Directions for this task> Copy every line of the data that contains the string "must".

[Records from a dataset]
PR #1234, opened 2022-05-29
reformat: unique_counts 

Ya2001:
fixes https://github.com/unifyai/ivy/issues/1232
Edited the unique_counts method to make it easier to read and also added some helpful comments and examples to help
new users understand the purpose and the use cases of this method.

PR #22324, opened 2023-08-22
docs(contributing): clarify ToDo list comments

jshepherd01:
Applicants seem to be confused sometimes about how to properly link their issue to the relevant ToDo list, so this commit adds an example to the docs to hopefully make it more clear


KareemMAX (changes requested):
Hey @jshepherd01,
Looks good to me, but I want you also to mention that you don't really need to add a checklist item. For example you can just comment `#12345`. And actually fun fact, you can comment the issue URL, as in `https://github.com/unifyai/ivy/issues/1234`. Which might be a bit faster for contributors (as it was fast to me).

Can you mention those as well in the doc while we are at it, other than that everything LGTM

KareemMAX (approved):
LGTM! Merging now

PR #22345, opened 2023-08-22
Replacing the remaining use of itertools.product in ivy.get_item/set_item

AnnaTz:


AnnaTz:
This works but takes more time than using `itertools.product`. Confirmed it for small and large arrays.
Made the PR in case the code is needed in the future.

PR #22354, opened 2023-08-22
Update functions that has `copy` argument

Madjid-CH:
this PR is for this [task](https://trello.com/c/cceeXvrr)


ivy/data_classes/array/creation.py
```diff
@@ -5,13 +5,15 @@
...
 import ivy
+from ivy import handle_view
 
 
 # Array API Standard #
 # -------------------#
 
 
 class _ArrayWithCreation(abc.ABC):
+    @handle_view
```
AnnaTz, line 16: @vedpatwardhan Is `ivy.asarray` an edge case? why have a `copy` argument if there is no `view` wrapper? Is `copy` handled somewhere else?

ivy/data_classes/array/experimental/manipulation.py
```diff
@@ -231,6 +229,12 @@ def rot90(
 
         Parameters
         ----------
+        copy
+            boolean indicating whether or not to copy the input array.
+            If True, the function must always copy.
+            If False, the function must never copy.
+            In case copy is False we avoid copying by returning
+             a view of the input array.
```
AnnaTz, line 237: Could you move this to under `self`? We want the docstrings to be in the same order as the arguments.

ivy/data_classes/array/manipulation.py
```diff
@@ -754,13 +747,12 @@ def unstack(
         ----------
         self
             Input array to unstack.
-        copy
+         copy
```
AnnaTz, line 750: This indent is probably a mistake I think.

AnnaTz (changes requested):

ivy/data_classes/array/creation.py
AnnaTz: @Madjid-CH actually please remove the changes from `creation` and `general` files. These are special cases. After that we are good to merge.

Madjid-CH:
Hey @AnnaTz,
I did the requested changes 🙂

AnnaTz (approved):

PR #22357, opened 2023-08-22
fixed bug in jax.numpy.where

### LINKED ISSUE #22356: [Bug]: Incomplete implementation of jax.numpy.where
### Bug Explanation

The function accepts only condition argument in the native function but the implementation of `ivy.frontends.jax.numpy` doesn't follow the same behaviour and only works when all three arguments are passed

### Steps to Reproduce Bug

```
import jax.numpy as jnp
jnp.where(jnp.array([True,False,True,True]))
#(DeviceArray([0, 2, 3], dtype=int32),)

import ivy.functional.frontends.jax.numpy as jnp
jnp.where(jnp.array([True,False,True,True]))
#raises error

```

Finished exercise>
+            If True, the function must always copy.
+            If False, the function must never copy.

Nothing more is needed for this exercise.